### Exercise
Go through the entries below and collect each line with the string "MinorType" in it.

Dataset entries
[Start of section]

PR #122, opened 2022-01-27
SNOW-535803 Support TIMESTAMP_TZ in streaming ingest

sfc-gh-mnaides:
Adds support to streaming ingest for TIMESTAMP_TZ columns as well as adds string parsing to TIMESTAMP_NTZ columns

### DIFF
--- a/src/main/java/net/snowflake/ingest/streaming/internal/ArrowRowBuffer.java
+++ b/src/main/java/net/snowflake/ingest/streaming/internal/ArrowRowBuffer.java
@@ -815,7 +815,7 @@ class ArrowRowBuffer {
                                   new SFException(
                                       ErrorCode.INVALID_ROW,
                                       value,
-                                      "Unable to parse timezone for TIMESTAMP_TZ column"))
+                                      "Unable to parse timestamp for TIMESTAMP_TZ column"))
                           .toBinary(Integer.parseInt(field.getMetadata().get(COLUMN_SCALE)), true);
                   stats.addIntValue(timeInBinary);
                   break;
@@ -829,7 +829,7 @@ class ArrowRowBuffer {
                       (IntVector) structVector.getChild(FIELD_FRACTION_IN_NANOSECONDS);
                   IntVector timezoneVector = (IntVector) structVector.getChild(FIELD_TIME_ZONE);
 
-                  rowBufferSize += 0.50; // for children vector's null value
+                  rowBufferSize += 0.375; // for children vector's null value
                   structVector.setIndexDefined(curRowIndex);
 
                   TimestampWrapper timestampWrapper =
@@ -855,7 +855,7 @@ class ArrowRowBuffer {
                                   new SFException(
                                       ErrorCode.INVALID_ROW,
                                       value,
-                                      "Unable to parse timezone for TIMESTAMP_TZ column"))
+                                      "Unable to parse timestamp for TIMESTAMP_TZ column"))
                           .toBinary(Integer.parseInt(field.getMetadata().get(COLUMN_SCALE)), true);
                   stats.addIntValue(timeInBinary);
                   break;
--- a/src/main/java/net/snowflake/ingest/streaming/internal/ArrowRowBuffer.java
+++ b/src/main/java/net/snowflake/ingest/streaming/internal/ArrowRowBuffer.java
@@ -319,35 +319,6 @@ class ArrowRowBuffer {
     return response;
   }
 
-  //  private void transferVectors(VectorSchemaRoot source, VectorSchemaRoot target) {
-  //    for (FieldVector vector : this.vectorsRoot.getFieldVectors()) {
-  //      vector.setValueCount(this.rowCount);
-  //      if (vector instanceof DecimalVector) {
-  //        // DecimalVectors do not transfer FieldType metadata when using
-  //        // vector.getTransferPair. We need to explicitly create the new vector to transfer to
-  //        // in order to keep the metadata.
-  //        ArrowType arrowType =
-  //            new ArrowType.Decimal(
-  //                ((DecimalVector) vector).getPrecision(),
-  //                ((DecimalVector) vector).getScale(),
-  //                DECIMAL_BIT_WIDTH);
-  //        FieldType fieldType =
-  //            new FieldType(
-  //                vector.getField().isNullable(), arrowType, null,
-  // vector.getField().getMetadata());
-  //        Field f = new Field(vector.getName(), fieldType, null);
-  //        DecimalVector newVector = new DecimalVector(f, this.allocator);
-  //        TransferPair t = vector.makeTransferPair(newVector);
-  //        t.transfer();
-  //        oldVectors.add((FieldVector) t.getTo());
-  //      } else {
-  //        TransferPair t = vector.getTransferPair(this.allocator);
-  //        t.transfer();
-  //        oldVectors.add((FieldVector) t.getTo());
-  //      }
-  //    }
-  //  }
-
   /**
    * Flush the data in the row buffer by taking the ownership of the old vectors and pass all the
    * required info back to the flush service to build the blob
--- a/src/main/java/net/snowflake/ingest/streaming/internal/ArrowRowBuffer.java
+++ b/src/main/java/net/snowflake/ingest/streaming/internal/ArrowRowBuffer.java
@@ -518,17 +518,20 @@ class ArrowRowBuffer {
             arrowType = Types.MinorType.BIGINT.getType();
             break;
           case SB16:
-            arrowType = Types.MinorType.STRUCT.getType();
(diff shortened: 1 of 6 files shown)


src/main/java/net/snowflake/ingest/streaming/internal/ArrowRowBuffer.java
```diff
@@ -489,65 +489,68 @@ Field buildField(ColumnMetadata column) {
...
-                new FieldType(true, Types.MinorType.BIGINT.getType(), null, metadata);
-            FieldType fieldTypeFraction =
-                new FieldType(true, Types.MinorType.INT.getType(), null, metadata);
-            Field fieldEpoch = new Field(FIELD_EPOCH_IN_SECONDS, fieldTypeEpoch, null);
-            Field fieldFraction = new Field(FIELD_FRACTION_IN_NANOSECONDS, fieldTypeFraction, null);
-            children = new LinkedList<>();
-            children.add(fieldEpoch);
-            children.add(fieldFraction);
-            break;
+            {
```
sfc-gh-tjones, line 492: There was no change here right? Just moved inside brackets?

src/main/java/net/snowflake/ingest/streaming/internal/ArrowRowBuffer.java
```diff
@@ -489,65 +489,68 @@ Field buildField(ColumnMetadata column) {
...
+              arrowType = Types.MinorType.STRUCT.getType();
+              FieldType fieldTypeEpoch =
+                  new FieldType(true, Types.MinorType.BIGINT.getType(), null, metadata);
+              FieldType fieldTypeTimezone =
+                  new FieldType(true, Types.MinorType.INT.getType(), null, metadata);
+              Field fieldEpoch = new Field(FIELD_EPOCH_IN_SECONDS, fieldTypeEpoch, null);
+              Field fieldTimezone = new Field(FIELD_TIME_ZONE, fieldTypeTimezone, null);
+
+              children = new LinkedList<>();
```
sfc-gh-tjones, line 523: Does this have to be a linked list? Can you do something like `children = Arrays.of(fieldEpoch, fieldTimezone)`?

src/main/java/net/snowflake/ingest/streaming/internal/ArrowRowBuffer.java
```diff
@@ -779,6 +782,89 @@ private float convertRowToArrow(
...
+                      curRowIndex,
+                      timestampWrapper
+                          .getTimeZoneIndex()
+                          .orElseThrow(
+                              () ->
+                                  new SFException(
+                                      ErrorCode.INVALID_ROW,
+                                      value,
+                                      "Unable to parse timezone for TIMESTAMP_TZ column")));
+                  rowBufferSize += 12;
```
sfc-gh-tjones, line 810: Where is 12 coming from?

src/main/java/net/snowflake/ingest/streaming/internal/DataValidationUtil.java
```diff
@@ -109,13 +109,21 @@ static TimestampWrapper validateAndParseTimestampNtzSb16(
...
-          l == 0 ? 0 : Integer.parseInt(items[1]) * (l < 9 ? Power10.intTable[9 - l] : 1);
+      long epoch;
+      int fraction;
+
+      SFTimestamp timestamp = snowflakeDateTimeFormatter.parse(valueString);
+      if (timestamp != null) {
+        epoch = timestamp.getSeconds().longValue();
+        fraction = getFractionFromTimestamp(timestamp);
+      } else {
+        String[] items = valueString.split("\\.");
```
sfc-gh-tjones, line 120: Should we perform a length check here before indexing into items below?

sfc-gh-tjones, line 120: It might help to have an example here to guide why we're doing this.

src/main/java/net/snowflake/ingest/streaming/internal/DataValidationUtil.java
```diff
@@ -130,6 +138,66 @@ static TimestampWrapper validateAndParseTimestampNtzSb16(
...
+            new TimestampWrapper(
+                timestamp.getSeconds().longValue(),
+                fraction,
+                getTimeInScale(getStringValue(epochTimeAtSecondsScale), scale),
+                timestamp.getTimeZoneOffsetMillis(),
+                timestamp);
+        return wrapper;
+      } else {
+        throw new SFException(ErrorCode.INVALID_ROW, input, "Cannot be converted to a time value");
+      }
```
sfc-gh-tjones, line 195: Nit, would it be cleaner to change the above condition to throw if not validate and remove the else?

sfc-gh-tjones (approved):
Some minor comments but LGTM otherwise. Thanks for adding the timestamps back in!

src/main/java/net/snowflake/ingest/streaming/internal/ArrowRowBuffer.java
sfc-gh-mnaides: correct

src/main/java/net/snowflake/ingest/streaming/internal/ArrowRowBuffer.java
sfc-gh-mnaides: The Field [constructor](https://github.com/apache/arrow/blob/master/java/vector/src/main/java/org/apache/arrow/vector/types/pojo/Field.java#L102) expects a List, I can make it an ArrayList though.

src/main/java/net/snowflake/ingest/streaming/internal/ArrowRowBuffer.java
sfc-gh-mnaides: Summing the size of the [BigIntVector](https://arrow.apache.org/docs/java/reference/org/apache/arrow/vector/BigIntVector.html) (8) and the [IntVector](https://arrow.apache.org/docs/java/reference/org/apache/arrow/vector/IntVector.html) (4)

src/main/java/net/snowflake/ingest/streaming/internal/ArrowRowBuffer.java
```diff
@@ -779,6 +782,89 @@ private float convertRowToArrow(
...
+                  BigInteger timeInBinary =
+                      timestampWrapper
+                          .getSfTimestamp()
+                          .orElseThrow(
+                              () ->
+                                  new SFException(
+                                      ErrorCode.INVALID_ROW,
+                                      value,
+                                      "Unable to parse timezone for TIMESTAMP_TZ column"))
```
sfc-gh-tzhang, line 818: Should the error message be a different one?

src/main/java/net/snowflake/ingest/streaming/internal/ArrowRowBuffer.java
```diff
@@ -779,6 +782,89 @@ private float convertRowToArrow(
...
+              case SB16:
+                {
+                  StructVector structVector = (StructVector) vector;
+                  BigIntVector epochVector =
+                      (BigIntVector) structVector.getChild(FIELD_EPOCH_IN_SECONDS);
+                  IntVector fractionVector =
+                      (IntVector) structVector.getChild(FIELD_FRACTION_IN_NANOSECONDS);
+                  IntVector timezoneVector = (IntVector) structVector.getChild(FIELD_TIME_ZONE);
+
+                  rowBufferSize += 0.50; // for children vector's null value
```
sfc-gh-tzhang, line 832: this should be 0.375

src/main/java/net/snowflake/ingest/streaming/internal/ArrowRowBuffer.java
```diff
@@ -779,6 +782,89 @@ private float convertRowToArrow(
...
+                  rowBufferSize += 16;
+                  BigInteger timeInBinary =
+                      timestampWrapper
+                          .getSfTimestamp()
+                          .orElseThrow(
+                              () ->
+                                  new SFException(
+                                      ErrorCode.INVALID_ROW,
+                                      value,
+                                      "Unable to parse timezone for TIMESTAMP_TZ column"))
```
sfc-gh-tzhang, line 858: same comment here

src/main/java/net/snowflake/ingest/streaming/internal/TimestampWrapper.java
```diff
@@ -6,18 +6,35 @@
 
 import java.math.BigInteger;
 import java.util.Objects;
+import java.util.Optional;
+import net.snowflake.client.jdbc.internal.snowflake.common.core.SFTimestamp;
```
sfc-gh-tzhang, line 10: could you add a comment about which this class used for?

sfc-gh-tzhang (approved):
Thanks!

[End of section]

### Response below
             arrowType = Types.MinorType.BIGINT.getType();
-            arrowType = Types.MinorType.STRUCT.getType();
-                new FieldType(true, Types.MinorType.BIGINT.getType(), null, metadata);
-                new FieldType(true, Types.MinorType.INT.getType(), null, metadata);
+              arrowType = Types.MinorType.STRUCT.getType();
+                  new FieldType(true, Types.MinorType.BIGINT.getType(), null, metadata);
+                  new FieldType(true, Types.MinorType.INT.getType(), null, metadata);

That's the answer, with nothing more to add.